There is evidence that the earliest retirement plans can be found in the public sector, dating as far back as the early Roman Empire. Fast forward to the 18th century in the United States of America. The Army and Navy began their pension plans as disability and severance pay, but by the 1800’s these turned into more formal retirement plans with Congress approved criteria. The Civil War had a major impact on military pensions with the imminent need of officers, soldiers, and other personnel to support the battles.
By the 1900’s states and local government began adopting defined benefit plans to offer to its employees. What began primarily with just public school teachers, police, and fire quickly spread into state government. Federal Government came into the picture with the Civil Service Retirement Act of 1920 after the end of World War I. And the private sector was also getting into the mix at this time. Companies like General Electric, Goodyear Tire, and Eastman Kodak were offering pensions to their workforce.
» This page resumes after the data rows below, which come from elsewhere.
Issue #1709, opened 2021-07-23
Create feature to provide replacement values for any HL7 field per organization


brick-green-agile6:
We need to be able to set replacement values for any HL7 field. There is currently an option to suppress fields which essentially sets the field to a blank string. This feature will expand that functionality to set the replacement to any value including blank.

Strategy:

- Add property to HL7Configuration to accept array of HL7 fields with replacement values
- loop through pairs to set default values in HL7 serializer

Acceptance criteria:

- empty or filled strings can be set as default values
- only fields with a value can be replaced. Blank values will be left blank.
- does not error for non existent HL7 field (ex. MSH-99999-1) in serializer only in test
- allows any number of fields to be set
- checks that replacement values are only set once per organization (don't want later replacements to overwrite earlier replacements)

Notes:
- Are there fields where replacements should not be allowed? (Test name, test result, patient name, etc)
     - Answer: This is currently only set by developers. No restriction needed. Restriction may be needed when/if the functionality is made available to receivers. 

Solution:
Use yaml dictionary then loop through map in hl7 serializer
```
replaceValue:
- OBX-23-1: ReplacementVal
- PID-14-5: ReplacementVal
```

brick-green-agile6:
@carlosfelix2 Can you take a look at this?

jlusds:
What's the status of this?

brick-green-agile6:
This is completed by PR #1740 . But it hasn't been merged in yet. Still need a review.

PR #1846, opened 2021-08-13
Bg bugfix replaceValue

brick-green-agile6:
This PR fixes the replaceValue translation property. Prior to this fix, only the first iteration of repeat OBX segments was effected. This patch will examines all the OBX segment repeats and replaces the values within.

## Changes
- Added nested for loop within the replaceValue loop in the createMessage function in hl7 serializer to loop through all OBX segments
- Edited unit tests to test loop

## Checklist
- [ ] an OBX value can be set to replace in an organization setting
- [ ] All iterations of that OBX value will be replaced

### Testing
- [X] Tested locally?
- [X] Ran `quickTest all`?
- [ ] Added tests?

## Fixes
- #1709


jorg3lopez (approved):
Tested locally.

As we reached the end of the twentieth century, the funding of pensions began creating a major drain on public budgets and resources. Though in theory, these plans were supposed to be pre-funded to avoid any pay-out issues, it just wasn’t feasible. Our government, in the early 1900’s, did not predict the mass exodus of baby boomers, people actually living longer, and the volatility of the market/economy.
States and localities are taking serious measures to reform pensions, but many employees are still grandfathered into very lucrative pensions so we won’t begin seeing the real benefits of reform for some time. Employers are responsible to incorporate visibility measures into overtime, and other accepted compensation that increases pension pay-outs, to ensure there isn’t misconduct on the part of the employee. Too much overtime is not only costly, but can result in fatigue issues which poses its own set of problems in itself.
The landscape of pensions has certainly changed since the inception of our country. Pensions provided employers with a way to recruit and retain workers and for a while that made sense. But longevity at one organization is becoming scarce as employees want to move up the career ladder and realize moving to another organization is the only way to accomplish that. This is an opportunity for public sector to rethink benefits and look for ways to make good use of the limited time an employee will be there as pensions are no longer a lure.